### PROBLEM STATEMENT
Will you transcribe the entries that follow, exactly and in full?

****

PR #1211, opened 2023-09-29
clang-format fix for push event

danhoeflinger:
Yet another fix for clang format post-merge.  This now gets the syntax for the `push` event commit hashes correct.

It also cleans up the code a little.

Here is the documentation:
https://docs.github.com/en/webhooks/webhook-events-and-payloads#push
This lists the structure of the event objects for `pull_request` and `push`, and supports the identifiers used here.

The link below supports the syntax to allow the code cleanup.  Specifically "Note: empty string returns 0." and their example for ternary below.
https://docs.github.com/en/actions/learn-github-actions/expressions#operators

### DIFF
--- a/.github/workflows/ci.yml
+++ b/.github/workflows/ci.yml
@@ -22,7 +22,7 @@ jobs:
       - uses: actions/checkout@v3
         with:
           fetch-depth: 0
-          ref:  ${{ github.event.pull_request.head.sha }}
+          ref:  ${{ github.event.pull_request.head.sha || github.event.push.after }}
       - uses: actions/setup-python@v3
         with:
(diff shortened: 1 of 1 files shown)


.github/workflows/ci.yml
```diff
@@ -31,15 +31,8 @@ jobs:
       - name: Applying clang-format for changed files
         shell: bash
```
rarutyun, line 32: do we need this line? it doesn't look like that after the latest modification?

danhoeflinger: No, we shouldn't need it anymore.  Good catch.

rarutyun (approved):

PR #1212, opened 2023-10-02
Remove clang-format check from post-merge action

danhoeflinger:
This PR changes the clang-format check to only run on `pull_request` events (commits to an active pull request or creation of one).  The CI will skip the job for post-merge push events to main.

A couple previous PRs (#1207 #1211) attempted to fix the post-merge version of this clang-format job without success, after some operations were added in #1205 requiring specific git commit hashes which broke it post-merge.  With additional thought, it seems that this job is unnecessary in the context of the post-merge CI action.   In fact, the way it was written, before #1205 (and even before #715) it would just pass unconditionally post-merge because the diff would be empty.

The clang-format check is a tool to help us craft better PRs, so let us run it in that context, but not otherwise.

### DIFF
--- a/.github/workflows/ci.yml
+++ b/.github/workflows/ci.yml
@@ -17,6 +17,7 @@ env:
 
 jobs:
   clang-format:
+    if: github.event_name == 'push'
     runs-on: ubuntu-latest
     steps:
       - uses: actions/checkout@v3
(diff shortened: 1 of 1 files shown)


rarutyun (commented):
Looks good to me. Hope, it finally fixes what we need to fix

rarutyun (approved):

****

### EXERCISE ANSWER
PR #1211, opened 2023-09-29
clang-format fix for push event

danhoeflinger:
Yet another fix for clang format post-merge.  This now gets the syntax for the `push` event commit hashes correct.

It also cleans up the code a little.

Here is the documentation:
https://docs.github.com/en/webhooks/webhook-events-and-payloads#push
This lists the structure of the event objects for `pull_request` and `push`, and supports the identifiers used here.

The link below supports the syntax to allow the code cleanup.  Specifically "Note: empty string returns 0." and their example for ternary below.
https://docs.github.com/en/actions/learn-github-actions/expressions#operators

### DIFF
--- a/.github/workflows/ci.yml
+++ b/.github/workflows/ci.yml
@@ -22,7 +22,7 @@ jobs:
       - uses: actions/checkout@v3
         with:
           fetch-depth: 0
-          ref:  ${{ github.event.pull_request.head.sha }}
+          ref:  ${{ github.event.pull_request.head.sha || github.event.push.after }}
       - uses: actions/setup-python@v3
         with:
(diff shortened: 1 of 1 files shown)


.github/workflows/ci.yml
```diff
@@ -31,15 +31,8 @@ jobs:
       - name: Applying clang-format for changed files
         shell: bash
```
rarutyun, line 32: do we need this line? it doesn't look like that after the latest modification?

danhoeflinger: No, we shouldn't need it anymore.  Good catch.

rarutyun (approved):

PR #1212, opened 2023-10-02
Remove clang-format check from post-merge action

danhoeflinger:
This PR changes the clang-format check to only run on `pull_request` events (commits to an active pull request or creation of one).  The CI will skip the job for post-merge push events to main.

A couple previous PRs (#1207 #1211) attempted to fix the post-merge version of this clang-format job without success, after some operations were added in #1205 requiring specific git commit hashes which broke it post-merge.  With additional thought, it seems that this job is unnecessary in the context of the post-merge CI action.   In fact, the way it was written, before #1205 (and even before #715) it would just pass unconditionally post-merge because the diff would be empty.

The clang-format check is a tool to help us craft better PRs, so let us run it in that context, but not otherwise.

### DIFF
--- a/.github/workflows/ci.yml
+++ b/.github/workflows/ci.yml
@@ -17,6 +17,7 @@ env:
 
 jobs:
   clang-format:
+    if: github.event_name == 'push'
     runs-on: ubuntu-latest
     steps:
       - uses: actions/checkout@v3
(diff shortened: 1 of 1 files shown)


rarutyun (commented):
Looks good to me. Hope, it finally fixes what we need to fix

rarutyun (approved):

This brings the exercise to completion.